LNG still is part of the overall US gas picture, particularly in the Northeast and Mid-Atlantic states and along the Gulf Coast to a degree, according to Bill Cooper, president of the Center for Liquefied Natural Gas. The Distrigas terminal in Everett, Mass., supplies roughly 25% of New England's gas and, on very cold days, 40%, he said. "The Northeast's pipeline structure is underdeveloped relative to its demand. Historically, LNG is moved by truck to facilities which regasify it and use it as a peak-shaving device in the wintertime," Cooper told OGJ.

Cooper said the decline in the number of proposed import terminals is the logical progression of LNG's development in this country. It started with recognition in 2003-04 that more gas from outside the US would be needed in the future than would be available by pipeline from Canada or Mexico. A 2003 National Petroleum Council study said that 7-9 new terminals and expansions of existing facilities would be needed. "Today, we have 10, and several have fallen by the wayside," he said. "It's been a natural progression as the market has moved forward."
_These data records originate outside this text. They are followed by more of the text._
PR #1159, opened 2023-03-29
style: GUI Improvements

T14D3:
Multiple GUI Improvements, mainly offering more color customization options

### DIFF
--- a/src/core/globals.hpp
+++ b/src/core/globals.hpp
@@ -395,8 +395,9 @@ namespace big
 				int fast_quit            = 0;
 				int cmd_excecutor        = 0x55;
 				int repairpv             = 0;
+				int context              = 0;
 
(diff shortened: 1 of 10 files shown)


T14D3:
(Just as a note, am still very much new to github stuffs, so if I messed anything up please tell me lol)

Seanghost117:
I think you have the right idea but wrong approach. Firstly and foremost I would really advise you not use the same color variable for a wide section of elements, for example changing all the background colors for items to the same thing or the hovered color, active, etc. all you are doing is meshing colors, at that point you are best loading imgui's default color editor that gives you the option of changing the color of every single items separately and individually and simply just saving and loading the color selection.

T14D3:
I know using the same color for different things isn't ideal, but firstly I wanted to not clutter the settings GUI with too many options and secondly I thrw most of the colors that already were the same into one "group"

Will have to look into the ImGui color editor though

PR #1175, opened 2023-04-02
Vehicle control & Summon

### LINKED ISSUE #1114: [Request]: Remote Vehicle Control (not what you think)
### Problem

1) GTA:O offers some basic remote vehicle control functions over personal vehicle such as opening doors, turning on and off lights, engine and radio.
2) Some not so online options, that I know of, add to this with abilities to open/close windows, toggle roof for applicable vehicles, toggle high beams, car alarm, indicator lights, etc.

Sadly we do not have this control over spawned vehicles.

### Solution

Introduce mentioned features to the menu.
Would be nice if we could have check for last entered vehicle, which would then be target of the controls and pull up "standalone" window with features via keybind.

### Reason

Personal vehicle controls are limited.
You have to purchase the vehicle.
Non toxic, fun feature for anyone who likes to play around with cars.

### Additional context

_No response_

### LINKED ISSUE #1168: [Request]: Summon Vehicle
### Problem

Not a problem, just a feature

### Solution

A feature that operates similar to Tesla's summon feature. You press a button and your car drives to you.

### Reason

This would be very fun to have

### Additional context

_No response_

Tayipc38:
I made this feature at the request of the following issues; #1114 and #1168. The feature is simple and basic as of now. The main premise is to imitate Rockstars remote vehicle control menu for all cars (Not only personal vehicles). Vehicle related operations can be executed both within and outside the car. Such operations consists of but are not limited to; locking doors, opening/closing doors, activating/deactivating lights, operating convertible roofs and several more. Per request the window is standalone and not part of the main UI. It can be activated by a hotkey set in the Hotkeys settings or just in the Vehicle UI. I have imitated the scripts as much as I could with features such as the animations and sounds that play.

Some pictures:
image
image

Current problems:

~~-Since the menu is made with ImGui, the cursor is required to make us of it. However, the cursor is only activated when the main UI is on limiting the users screen when using the feature.
-For some reason the summon feature won't work on Personal Vehicles. The Invisible driver just wont execute its task. Any help on this one is appreciated.~~


Tayipc38:
After some troubleshooting I have discovered that either the scripts or some other loop is making the invisible driver exit the vehicle on the summon feature if vehicle access is set to 'Passengers' in the interaction menu. I have looked through the scripts to find if the access is synced with a global to make a little work-around but was unsuccessful.

src/gta/enums.hpp
```diff
@@ -1447,3 +1447,873 @@ enum class PedBones : std::uint32_t
 	FB_R_Lip_Bot_001                 = 0xC33B,
 	FB_Tongue_001                    = 0xB987
 };
+
```
maybegreat48, line 1450: Adding leaked source code to YimMenu is not a good idea. The menu is under constant observation by Rockstar and P2Cs that may want to be rid of us

You can obviously use the leaks to develop stuff, but try not to make it obvious

src/views/view_vehicle_control.cpp
```diff
@@ -0,0 +1,382 @@
...
+
+		if (ImGui::Checkbox(g_vehicle_control_service.m_controlled_vehicle.engine ? "Stop" : "Start", &g_vehicle_control_service.m_controlled_vehicle.engine))
+		{
+			g_fiber_pool->queue_job([=] {
+				if (g.window.vehicle_control.operation_animation)
+					g_vehicle_control_service.animated_vehicle_operation(self::ped);
+
+				if (entity::take_control_of(g_vehicle_control_service.m_controlled_vehicle.handle))
+					VEHICLE::SET_VEHICLE_ENGINE_ON(g_vehicle_control_service.m_controlled_vehicle.handle,
+				    g_vehicle_control_service.m_controlled_vehicle.engine ? false : true,
```
maybegreat48: `!g_vehicle_control_service.m_controlled_vehicle.engine`

src/views/debug/view_debug_misc.cpp
```diff
@@ -65,6 +67,16 @@ namespace big
 				NETWORK::SHUTDOWN_AND_LOAD_MOST_RECENT_SAVE();
 			});
 
+			components::button("Tp to safe pos", [] {
```
maybegreat48: All interactive UI elements should use Title Case for consistency. So it should be `TP To Safe Pos`

src/services/vehicle/vehicle_control_service.hpp
```diff
@@ -0,0 +1,74 @@
...
+		void driver_tick();
+		bool ensure_driver();
+		void render_distance_on_vehicle();
+		Vector3 m_destination;
+		Ped m_driver;
+
+
+	public:
+		controlled_vehicle m_controlled_vehicle;
+		std::map<int, std::string_view> radiostations;
```
maybegreat48: This isn't used anywhere

Tayipc38: It was meant for a future feature which I laughably failed to implement

src/views/view_vehicle_control.cpp
Tayipc38: I have had minor issues regarding similar code. Common sense would dictate that; 
If (action) neon_lights( !vehicle.neonlights).
However this seemed to fail almost always, and inserting the value without the negative operand somehow worked.

src/gta/enums.hpp
Tayipc38: Should I remove those enums or just the comments alongside them?

Tayipc38:
> After some troubleshooting I have discovered that either the scripts or some other loop is making the invisible driver exit the vehicle on the summon feature if vehicle access is set to 'Passengers' in the interaction menu. I have looked through the scripts to find if the access is synced with a global to make a little work-around but was unsuccessful.

This has been bypassed now.

src/gta/enums.hpp
Yimura: We can recreate the enums from reverse engineering but we can't use leaks directly.

It's best you remove the whole enum.

src/services/vehicle/vehicle_control_service.hpp
```diff
@@ -0,0 +1,74 @@
+#pragma once
+#include "gta/enums.hpp"
+
+#define MAX_VEHICLE_DOORS 6
+#define MAX_VEHICLE_LOCK_STATES 11
+#define VEH_OP_ANIM_DICT "ANIM@MP_PLAYER_INTMENU@KEY_FOB@"
+#define VEH_OP_ANIM "FOB_CLICK"
```
Yimura: Prefer `constexpr auto` over macro's.

Yimura (changes requested):

src/views/view_vehicle_control.cpp
xiaoxiao921: `g_vehicle_control_service.m_controlled_vehicle.engine ? false : true`

is identical to `!g_vehicle_control_service.m_controlled_vehicle.engine` though

PR #1198, opened 2023-04-05
Admin Check Feature Updates

Rxann:
This pr adds some upgrades to the Admin Check feature.

Updates:

1. Uses the stand.gg public api for r* admin ids
2. Settings option to turn off admin checks (enabled by default)
3. Player list highlighting for admins


Rxann:
this is the branch that was merged for the original admin check feature so that is why there are so many commits

PR #1211, opened 2023-04-07
Locals editor

Tayipc38:
The debug window already had a tab called locals, but it wasn't implemented yet. I took the initiative and did my take on a locals editor. It is capable of fetching game threads and checking for their state. Locals are exclusive to their script threads, hence why the local editor needs some extra consideration when compared to globals. All locals are loaded and saved manually, so the load button will need to be used to get saved locals. The save button will overwrite the save file so load before you save if you don't want to lose your locals. This feature is meant for developers so regular users can ignore this feature.

Some pictures:
image
image
image

It is very experimental as of yet. Any improvements and corrections are more than welcome.


src/services/locals/locals_service.cpp
```diff
@@ -0,0 +1,133 @@
...
+				return thread;
+			}
+		}
+
+		return nullptr;
+	}
+
+	bool locals_service::load()
+	{
+		std::string path = std::getenv("appdata");
```
maybegreat48: You can use `g_file_manager->get_project_file("./locals.json").get_path()`

src/views/debug/view_debug_locals.cpp
```diff
@@ -1,11 +1,175 @@
...
+
+				ImGui::Text("%s : %s", local.m_name, local.m_script_thread_name);
+				//Find the thread among the script threads
+				local.m_script_thread = locals_service::find_script_thread(rage::joaat(local.m_script_thread_name));
+				//Check whether the specified script is running
+				if (local.m_script_thread && locals_service::is_script_thread_running(local.m_script_thread))
+				{
+					script_local actual_local = script_local(local.m_script_thread, local.m_base_address);
+
+					//Apply offsets to base address
```
maybegreat48: This should be cached somewhere instead of being calculated every frame

src/services/locals/locals_service.cpp
```diff
@@ -0,0 +1,133 @@
...
+		std::ifstream file(path);
+
+		if (!file.is_open())
+			return false;
+
+		try
+		{
+			nlohmann::json j;
+			file >> j;
+			this->m_locals.clear();
```
maybegreat48: `this->` is implicit inside class methods

src/views/debug/view_debug_locals.cpp
```diff
@@ -1,11 +1,175 @@
...
 namespace big
 {
+
+	void render_local_creator_popup_content()
+	{
+		static int base_address            = 0;
+		static bool freeze                 = false;
+		static char name[32]               = "";
+		static char script_thread_name[32] = "";
+		static int(*offsets)[2]            = nullptr;
```
maybegreat48: You can just use a statically allocated array of size 10 instead of all that dynamic allocation code

src/views/debug/view_debug_locals.cpp
```diff
@@ -1,11 +1,175 @@
...
+				else
+				{
+					ImGui::PushStyleColor(ImGuiCol_Text, ImVec4(1.0f, 0.0f, 0.0f, 1.0f));
+					ImGui::Text("%s isn't running", local.m_script_thread_name);
+					ImGui::PopStyleColor();
+				}
+
+				if (components::button("Delete"))
+				{
+					for (int i = 0; i < g_locals_service.m_locals.size(); i++)
```
maybegreat48: This looks like a good candidate for [`std::erase_if`](https://en.cppreference.com/w/cpp/container/vector/erase2)

src/services/locals/locals_service.cpp
```diff
@@ -0,0 +1,133 @@
...
+
+	bool locals_service::does_script_exist(std::string script_name)
+	{
+		for (auto s : all_script_names)
+			if (script_name == s)
+				return true;
+		return false;
+	}
+
+	GtaThread* locals_service::find_script_thread(Hash hash)
```
maybegreat48: A thread find function already exists in `gta_util.hpp`

src/views/debug/view_debug_locals.cpp
```diff
@@ -1,11 +1,175 @@
...
 		{
+			if (components::button("LOAD"_T))
+				g_locals_service.load();
+			ImGui::SameLine();
+			if (components::button("SAVE"_T))
+				g_locals_service.save();
+
+			if (components::button("Add local"))
+			{
+				ImGui::OpenPopup("Addlocal");
```
maybegreat48: Renaming the popup to `##addlocal` should prevent it from showing a title

maybegreat48 (commented):
Not sure if this is intended, but the locals are only frozen when the GUI is open and the locals tab is shown

src/services/locals/locals_service.cpp
Tayipc38: > You can use `g_file_manager->get_project_file("./locals.json").get_path()`

 `g_file_manager->get_project_file("locals.json").get_path()` would be more like it I think.

Tayipc38:
> Not sure if this is intended, but the locals are only frozen when the GUI is open and the locals tab is shown

The loop is run within the UI as of now.

src/views/debug/view_debug_locals.cpp
Tayipc38: I regrettably admit that this eludes me.

Yimura (approved):
Going to merge it in as-is, because it works good enough.

Any improvements can be made later on.

PR #1214, opened 2023-04-09
feat(world): custom outfit for spawn ped

### LINKED ISSUE #1179: [Request]: Can't edit ped's outfit
### Problem

This is more of a feature rather than a problem. You can add the ability to change the appearance of the ped before spawning and not spawn it with random clothes

### Solution

I think that the spawn with random clothes can be taken out as a separate item in the drop-down list. As for me, it will be fun if you spawn Trevor without panties, for example

### Reason

Can't edit ped's outfit

### Additional context

_No response_

Aure7138:
Closes #1179 

NOTE: 
1. Export to clipboard rules have changed in this PR
2. There is no range check when setting the outfit for ped, different models have different outfit ranges, out of range may cause unknown errors


Yimura (dismissed):

Yimura:
Stale PR

Issue #412, opened 2018-02-14
Migrate to TypeScript


fahad19:
## Packages

* [x] `frint-cli`
* [ ] `frint` (#406)

PR #421, opened 2018-05-25
Typescript fix: export function Region

andrewparadi:
I started working on a FrintJS app using the `multiple-apps` as starter code. I began by moving the repo to Typescript and encountered this persistent error in `Root.jsx` when Region is imported.

```
Module '"/Users/aparadi/Development/misk-admin/main/node_modules/frint-react/index"' has no exported member 'Region'.
```

To fix this, Region is added as an export to the index definition file and the error no longer appears. 

I'm still early in my Typescript days so if this isn't the best way to resolve the error, please comment below.


fahad19:
thanks for your valuable contribution, @andrewparadi! 

could you please also try something like this as mentioned in this comment? the more strict the better :) https://github.com/frintjs/frint/issues/410#issuecomment-363776194

we also have a placeholder issue https://github.com/frintjs/frint/issues/412 for migrating all our packages to TypeScript. if you feel like taking a stab at them, please feel free :)

andrewparadi:
Thanks for the heads up to those issues, I'll plan to make other PRs under #412 as I come across any other Typescript issues in the weeks to come in my development.

A huge thank you already for FrintJS, exactly what we've been searching for, very thankful I stumbled upon it instead of having to try and build it all from scratch.

andrewparadi:
Commit squashed and ready for merge if no other changes are requested.

fahad19:
@frintjs/core: please take a look and approve :D

fahad19:
@leandrooriente: please let me know if you would be willing to merge and release a new patch version.

PR #423, opened 2018-06-11
[#412] frint-config/Typescript

andrewparadi:
Unsure how to get past the below typing error so I added rudimentary Typescript support just with `any` for function-returned arrays of externals.

Issue
---
Consider if there was a type `External`.

```Typescript
declare type External = {
  root: string|string[]|Array<string>;
  commonjs: string;
  commonjs2: string;
  amd: string;
}
```

From my research, there doesn't seem to be a way to define a further type that is an object of strings mapping to External.

```Typescript
let lodashExternal : External = {
      root: '_',
      commonjs: 'lodash',
      commonjs2: 'lodash',
      amd: 'lodash',
   }

let rxjsExternal : External = { ... }

export const thirdParties = [{
  'lodash': lodashExternal,
  'rxjs': rxjsExternal,
    ...
]
```

In the example above, though it is clear that the `const thirdParties` consists of named External objects, how can this type be defined without explicitly defining each library?

```Typescript
export declare type Externals = [{
  'lodash'?: External,
  'rxjs'?: External,
  'react'?: External,
  'react-dom'?: External,
  'prop-types'?: External,
  'frint'?: External,
  'frint-store'?: External,
  'frint-model'?: External,
  'frint-data'?: External,
  'frint-react'?: External,
  'frint-router'?: External,
  'frint-router-react'?: External,
...
}
```


fahad19:
Thanks for the PR, @andrewparadi!

TypeScript also supports `any` for keys. for example, in this interface:

```ts
interface Foo {
  [key: string]: any;
}
```

It means, any object implementing the `Foo` interface can have any keys which is a `string`, which `any` value.

fahad19:
Refs #412

PR #427, opened 2018-07-10
frint-react: add `hydrate` function to `frint-react`

### LINKED ISSUE #335: frint-react: support hydration from server-rendered HTML
## Currently

We can only render in the browser targeting a specific node.

## Scenario for improvement

When HTML is rendered from the server, we don't really need to render everything again in the browser, since React can pick up from where the server rendering ended.

This can be achieved with `ReactDOM.hydrate`: https://reactjs.org/docs/react-dom.html#hydrate

Adding a new function in `frint-react` for `hydrate` would help achieve a nice solution for server-to-client flow.

rbardini:
## What's done

Add `hydrate` function to `frint-react`.

## Why

Support hydration from server-rendered HTML.

Closes #335.

### DIFF
--- a/packages/frint-react/README.md
+++ b/packages/frint-react/README.md
@@ -16,6 +16,7 @@
   - [Multi-instance Apps](#multi-instance-apps)
 - [API](#api)
   - [render](#render)
+  - [hydrate](#hydrate)
   - [observe](#observe)
   - [Region](#region)
   - [RegionService](#regionservice)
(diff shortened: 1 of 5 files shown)


fahad19:
Great going, @rbardini! 💖

fahad19:
please also update the README of `frint-react` 😬

rbardini:
Totally forgot about it! Updated 🙂

armand1m:
wow, nice! @rbardini great work!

Cooper said US legislation and regulations have allowed LNG terminal sponsors to get permits and build regasification facilities, usually where pipeline infrastructure existed or could be constructed. "The next test will come for export facilities. I see the process there working the same way," he said, adding, "All that the LNG industry asks is to have a legislative and regulatory framework which allows it to compete in the global marketplace. We think we have it now."

NGSA's Horvath said the US is a long way from having to worry about getting too much of its gas from a single source. Federal policies which significantly restrict production from public lands, which primarily is from conventional deposits, possibly could encourage more shale gas production since those formations mostly are on private property, he suggested.

Backing up alternatives

Gas provides an ideal backup to solar, wind, and other alternative electricity sources, which are intermittent, but it has to make money doing so, Horvath said. "The rules and regulations need to be there so there's a fair incentive to build these gas plants," he said, adding that gas also can increasingly provide ancillary services to keep electricity services reliable with steady voltage, although price caps could jeopardize that service if they are imposed.

"Some power generation customers feel they're being forced to use gas instead of coal. We want to assure them it's a good choice," he said, noting that volatile prices are inherent in any commodity and that gas has been no worse than others over time but has wound up at a lower price largely because of shale formations' potential.

"The freshmen coming into Congress have already shown an unusual willingness to learn about natural gas," he told OGJ. "Many other policymakers don't understand the issues, and that's the industry's fault. We need to educate them better. The same person can flip from treating gas as the default fuel to making it the forgotten fuel. That's what we're trying to overcome.

"I'm excited," Horvath added. "We're positioned to meet power generation and industrial customers' growing needs, and residential and commercial demand is holding steady. You can still see commercial market anomalies, but for our baseload, we're pretty confident we can stay competitive."

Shale is the biggest reason why, he maintained. "It's the source rock. It's going to be an old man before we say goodbye to it," Horvath declared.